Collected data:
PR #825, opened 2024-02-29
Add garglk_add_resource_from_file() API function

cspiegel:


garglk/garglk.cpp
```diff
@@ -115,3 +128,99 @@ void garglk_window_get_size_pixels(window_t *win, glui32 *width, glui32 *height)
...
+
+glui32 garglk_add_resource_from_file(glui32 usage, const char *filename_, glui32 offset, glui32 len)
+{
+    std::string filename(filename_);
+
+#ifdef _WIN32
+    static const std::vector<std::string> reserved_names = {
+        "con", "prn", "aux", "nul", "com1", "com2", "com3", "com4",
+        "com5", "com6", "com7", "com8", "com9", "lpt1", "lpt2",
+        "lpt3", "lpt4", "lpt5", "lpt6", "lpt7", "lpt8", "lpt9",
```
curiousdannii, line 166: Are these needed now that there's a restriction that the file has to be in the same folder as the storyfile?

cspiegel: Windows is bizarre and treats these names as special regardless of where they are, at least some of the time.  I wrote a small test program and Windows 10 lets you open an absolute path that ends in "\CON", and treats it like stdin (Windows 11, in my testing, only does this for the filename "CON", not a full path ending in "\CON").

"CON" is a problem because reading from it will hang the program if stdin is connected to anything that will wait for input, and I have no real insight into how various versions of Windows treat the _other_ files for reading, so it's safest to just ban them all.

curiousdannii: Oh yeah, I have vague memories of seeing that before.

https://superuser.com/questions/86999/why-cant-i-name-a-folder-or-file-con-in-windows

Weird that it also applies to files of those names with any extensions!

cspiegel:
I'll merge this in now; if there are tweaks that need to be made in the future as issues arise, that's fine.  We can treat this as a proof of concept and adjust as necessary.

PR #833, opened 2024-03-28
Add and check a macro protecting garglk_tads_os_banner_size()

cspiegel:
This needs to be submitted to upstream, but upstream can't assume that Gargoyle is the current version; so restore the old invasive way, using the new TADS-specific API function only if its (new) associated macro exists.

### DIFF
--- a/terps/tads/glk/osglkban.c
+++ b/terps/tads/glk/osglkban.c
@@ -28,6 +28,10 @@
 #include "os.h"
 #include "glk.h"
 
+#ifndef GLK_MODULE_GARGLK_TADS_OS_BANNER_SIZE
+#include "garglk.h"                 /* for-size to-contents hack */
+#endif
+
 typedef struct os_banner_s *osbanid_t;
 typedef struct banner_contents_s *contentid_t;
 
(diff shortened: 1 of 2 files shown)


terps/tads/glk/osglkban.c
```diff
@@ -28,6 +28,10 @@
 #include "os.h"
 #include "glk.h"
 
+#ifndef GLK_MODULE_GARGLK_TADS_OS_BANNER_SIZE
```
curiousdannii, line 31: Wouldn't it be simplest to just check for `GARGLK`?

curiousdannii: Haha, just noticed that was literally what was removed in this commit: https://github.com/garglk/garglk/commit/8a9998a3a8e478b477853a6d0d3ab5518c72ac6a

cspiegel: You're right that this is incomplete (not sure what I was thinking).

This needs to be in `#ifdef GARGLK`, since it includes `garglk.h`, but then also "needs" the check for the banner size feature, since there exist Gargoyles out there which don't support it.

Really, that's probably unnecessarily careful: compatibility with older Gargoyles really isn't useful.  After all, they include their own copy of TADS, and if somebody really feels the need to update TADS in an older Gargoyle release, they can bring over this older method manually.  It'd probably be more practical to just "know" that Gargoyle provides this API function.  I was trying to be completely proper here, but in all honesty it's unnecessary.

cspiegel: With that in mind, this pull request becomes superfluous.  I'll now see about integrating Gargoyle differences into the tads-runner repository so we can hopefully have complete synchronization between the two.

cspiegel:
As noted, this is unnecessary.

PR #845, opened 2024-05-24
Give access to Gargoyle color settings

cspiegel:


curiousdannii:
Is this just a convenience over `glk_style_measure` that lets you get both at once?

cspiegel:
It is, but only because I _totally_ forgot that `glk_style_measure` exists! There's no need for this function; thanks for pointing it out. I'll just revert this change.

PR #851, opened 2024-06-18
a Hugo parser Engine fix

roodyyogurt:
Added some lines in heparse.c that fix a bug that comes up if a player is trying to refer to a known out of scope object when there is another known out of scope object that shares an adjective.  Without this fix, the engine locks onto the first defined object, ignoring nouns, and always sending that first object to ParseError.

This is my first time doing a pull request so if I'm doing something wrong, someone probably has my e-mail somewhere and can contact me directly.

### DIFF
--- a/terps/hugo/source/heparse.c
+++ b/terps/hugo/source/heparse.c
@@ -1087,7 +1087,12 @@ int MatchObject(int *wordnum)
 
 				/* definitely not this object */
 				else
+				{
 					SubtractPossibleObject(i);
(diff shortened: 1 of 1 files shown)


cspiegel:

What is being asked: All lines above from the one with "--- a/terps/tads/glk/osglkban.c" to the one with "Is this just", inclusive, should be copied exactly, and no other lines.

Exercise result:
--- a/terps/tads/glk/osglkban.c
+++ b/terps/tads/glk/osglkban.c
@@ -28,6 +28,10 @@
 #include "os.h"
 #include "glk.h"
 
+#ifndef GLK_MODULE_GARGLK_TADS_OS_BANNER_SIZE
+#include "garglk.h"                 /* for-size to-contents hack */
+#endif
+
 typedef struct os_banner_s *osbanid_t;
 typedef struct banner_contents_s *contentid_t;
 
(diff shortened: 1 of 2 files shown)


terps/tads/glk/osglkban.c
```diff
@@ -28,6 +28,10 @@
 #include "os.h"
 #include "glk.h"
 
+#ifndef GLK_MODULE_GARGLK_TADS_OS_BANNER_SIZE
```
curiousdannii, line 31: Wouldn't it be simplest to just check for `GARGLK`?

curiousdannii: Haha, just noticed that was literally what was removed in this commit: https://github.com/garglk/garglk/commit/8a9998a3a8e478b477853a6d0d3ab5518c72ac6a

cspiegel: You're right that this is incomplete (not sure what I was thinking).

This needs to be in `#ifdef GARGLK`, since it includes `garglk.h`, but then also "needs" the check for the banner size feature, since there exist Gargoyles out there which don't support it.

Really, that's probably unnecessarily careful: compatibility with older Gargoyles really isn't useful.  After all, they include their own copy of TADS, and if somebody really feels the need to update TADS in an older Gargoyle release, they can bring over this older method manually.  It'd probably be more practical to just "know" that Gargoyle provides this API function.  I was trying to be completely proper here, but in all honesty it's unnecessary.

cspiegel: With that in mind, this pull request becomes superfluous.  I'll now see about integrating Gargoyle differences into the tads-runner repository so we can hopefully have complete synchronization between the two.

cspiegel:
As noted, this is unnecessary.

PR #845, opened 2024-05-24
Give access to Gargoyle color settings

cspiegel:


curiousdannii:
Is this just a convenience over `glk_style_measure` that lets you get both at once?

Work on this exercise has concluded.